= Baqashot =

Songs etc. of some Jewish communities

The baqashot (or bakashot, שירת הבקשות) are a collection of supplications, songs, and prayers that have been sung by the Sephardic Syrian, Moroccan, and Turkish Jewish communities for centuries each week on Shabbat mornings from the early hours of the morning until dawn. They are usually recited during the weeks of winter, from the Jewish festival of Sukkot through Purim, when the nights are much longer. The baqashot services can last for three to four hours. The Ades Synagogue in Jerusalem is the center of the Syrian practice today, and communities in Ashdod and Montreal are the center of the Moroccan practice.

==History==
The custom of singing baqashot originated in Spain towards the time of the expulsion, but took on increased momentum in the Kabbalistic circle in Safed in the 16th century. Baqashot probably evolved out of the tradition of saying petitionary prayers before dawn and was spread from Safed by the followers of Isaac Luria (16th century). With the spread of Safed Kabbalistic doctrine, and coffee consumption—which allowed devotees to stay awake through the night—the singing of baqashot reached countries all round the Mediterranean and became customary in the communities of Morocco, Tunisia, Algeria, Rhodes, Greece, Yugoslavia, Egypt, Turkey and Syria. It also influenced the Kabbalistically oriented confraternities in 18th-century Italy, and even became customary for a time in Sephardic communities in western Europe, such as Amsterdam and London. (In Amsterdam the Shabbat service still begins with a small number of baqashot. In London the tunes for one or two of them have been preserved in the literature but the practice no longer exists.) By the turn of the 20th century baqashot had become a widespread religious practice in several communities in Jerusalem as a communal form of prayer.
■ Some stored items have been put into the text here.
Issue #1275, opened 2020-07-08
No kotlin syntax highlighting despite highlight.js support?


maniyar1:
Running into a problem where Kotlin code snippets are not properly being highlighted. 
[Here is a test repository to demonstrate](https://github.com/maniyar1/test-book) (generated with current git version of mdBook). 

This is fixed by dropping in a [new version](cdnjs.cloudflare.com/ajax/libs/highlight.js/10.1.1/highlight.min.js) of highlight.js in the `theme/` folder, but this is strange since according to the [changelog](https://github.com/highlightjs/highlight.js/blob/master/CHANGES.md) Kotlin has been supported for a good while before the current version in mdBook (9.15).

In any case, it seems updating highlight.js is trivial, so I'd be totally open to PRing in the most recent version, just was wondering if anyone else had thoughts on this (especially since I know Kotlin isn't really a target language).

ehuss:
The default higlightjs uses the common languages and a few select extras. Kotlin isn't in the default set.  A PR to update to add Kotlin would be fine, just make sure not to remove any languages currently included.

maniyar1:
Ah, that's interesting and makes perfect sense. What's the criteria for being added? I doubt mdBook is being used that much for Kotlin code anyway, and the work-around is pretty simple. 
Looking at their bundling it looks like now Kotlin is in their "common" bundle/set (not sure about phrasing), so I guess it might make sense to add it in. Is there a running list of the languages currently supported?

ehuss:
The criteria has generally been when someone asks for a new language.

I don't remember exactly what the list is.  You can load the current [highlight.js](https://github.com/rust-lang/mdBook/blob/master/src/theme/highlight.js) and search for all the calls to `registerLanguage` to get the complete list. According to #942 it is `:common armasm d go handlebars haskell julia rust scala swift x86asm yaml`, but I don't remember if that is a current list.

PR #1277, opened 2020-07-09
Update highlight.js

maniyar1:
Updates to 10.1.1, with support for new languages added to the common set (#1275).
Built with:
common languages + D, handlebars, haskell, julia, scala, x86asm, armasm, yaml
Size difference:
New highlight.js: 132KiB
Old highlight.js: 84KiB

New highlight.js compressed: 48KiB
Old highlight.js compressed: 36KiB
So on average each request will be 12KiB more data (total payload is around 800KiB from my test).

I went through and double-checked that I didn't drop any languages, but a second pair of eyes couldn't hurt.

Full language list: 
```
    .properties
    C#
    Diff
    Json
    Less
    Nginx config
    Perl 
    Ruby
    Shell session
    YAML
    Apache
    C++
    Go
    Java
    Lua
    Objective-C
    Plain Text
    Rust
    Swift
    Bash
    C-like foundation
    HTML, XML
    JavaScript
    Makefile
    PHP
    Python
    SCSS
    TOML, also INI
    C
    CSS
    CoffeeScript
    HTTP
    Kotlin
    Markdown
    PHP Template
    Python REPL
    SQL
    Typescript
    D
    handlebars
    haskell
    julia
    scala
    x86asm
    armasm
    yaml
```


colman-humphrey:
It would be great to get R support if possible. Since this highlight update is (necessarily) replacing a block of code, would adding it to this PR be possible (instead of another block replacement)?

I think (could be wrong) that R is the most popular language not yet supported (after the above change)

maniyar1:
For me the easiest way would be to just regenerate the file, but it's pretty trivial to add R so I'll go ahead and add it in, surprised it's not in there already now that you mention it...

colman-humphrey:
Thanks @maniyar1 !

indiv0:
Would it be possible to add lisp support as well?

PR #1279, opened 2020-07-13
Sets favicon order for Chrome, modifies favicon.png

sl4m:
A couple of small changes I want to bring to attention (sorry for the lengthy description!)

1. Chrome does not seem to favour SVG favicons over PNG favicons. Rather, it loads the last favicon defined in the HTML. In Firefox, SVG favicons take precedence regardless of how it's defined in the HTML. One caveat I discovered when making this small change: I originally thought the PNG favicon was being loaded before my change. However, due to the size of the PNG favicon being 196x196, Chrome ignored it and loaded the SVG favicon instead. It seems to ignore PNG favicons larger than 32x32. When I fixed the PNG favicon to be 32x32, it unfortunately does not look great in dark mode:

Screenshot 2020-07-12 at 18 52 05

The PNG favicon change in this PR simply reduces the resolution to 32x32, but longer term solution should be to update the favicon to support both system modes (dark, light) since it's not something that can be manipulated via CSS `@media` query.

2. The `shortcut` link type seems to be non-conforming and should not be used anymore according to [MDN web docs][1]. Hence, it was removed as part of the PR.

Both browsers tested on the latest: Chrome 83.0.4103.116, Firefox 78.0.2. I reported the favicon issue to [Chromium][2]. We'll see what they have to say.

[1]: https://developer.mozilla.org/en-US/docs/Web/HTML/Link_types
[2]: https://bugs.chromium.org/p/chromium/issues/detail?id=1104663

### DIFF
--- a/src/theme/index.hbs
+++ b/src/theme/index.hbs
@@ -20,8 +20,8 @@
         <meta name="viewport" content="width=device-width, initial-scale=1">
         <meta name="theme-color" content="#ffffff" />
 
+        <link rel="icon" href="{{ path_to_root }}favicon.png">
         <link rel="icon" href="{{ path_to_root }}favicon.svg">
-        <link rel="shortcut icon" href="{{ path_to_root }}favicon.png">
         <link rel="stylesheet" href="{{ path_to_root }}css/variables.css">
         <link rel="stylesheet" href="{{ path_to_root }}css/general.css">
         <link rel="stylesheet" href="{{ path_to_root }}css/chrome.css">


ehuss:
Hm, I'm not able to reproduce the issue. Which platform are you on? What is your display resolution?

It does seem like it is more correct to list the SVG last.  Usually browsers will pick the "best" one based on various criteria. If there are multiple "best" ones, it should pick the last.  However, in all of my tests it picks SVG as "best" regardless of order.

I also had no problems loading 196x196 png icons in Chrome.

I think the `shortcut` is for IE.  Probably not super important (I'm not even sure mdbook still works on IE), but does it cause any harm to leave it?

sl4m:
My env: macOS Catalina 10.15.5. Resolution according to macOS looks like 1920x1080.

It looks like I was incorrect about the PNG. Because of the dark on dark mode, I didn't see it. I have removed the PNG change.

Regarding SVG as being picked "best", have a look at this test I created for the Chromium issue: https://sl4m.github.io/chrome-favicon. Refreshing the page is best, so you're not seeing the cached favicon. In my tests, I do see Chrome picking the last favicon listed in `<head>`.

Does IE support PNG favicon other than 11?

PR #1282, opened 2020-07-19
Mention removed features in the changelog

JohnTitor:
I think it's worth mentioning in the changelog since it's one of breaking changes even if it was actually unused.


Dylan-DPC:
Thanks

In communities such as those of Aleppo, Turkey and Morocco, the singing of baqashot expanded to vast proportions. In those countries special books were compiled naming the tunes and maqamat together with the text of the hymns, in order to facilitate the singing of baqashot by the congregation. In these communities it was customary to rise from bed in the night on Shabbat in the winter months, when the nights are longer, and assemble in synagogue to sing baqashot for four hours until the time for the morning service.

Each country had its own collection of baqashot, and there is often little or no overlap between the collections of different countries. The Moroccan collection is known as "Shir Yedidot" (Marrakesh 1921): unlike in the Aleppo tradition, where the baqashot service is the same every shabbat, the Moroccan tradition has a different set of baqashot for each week. The Amsterdam collection is set out in the first part of Joseph Gallego's Imre No'am: the contents of this were probably derived from the Salonica tradition.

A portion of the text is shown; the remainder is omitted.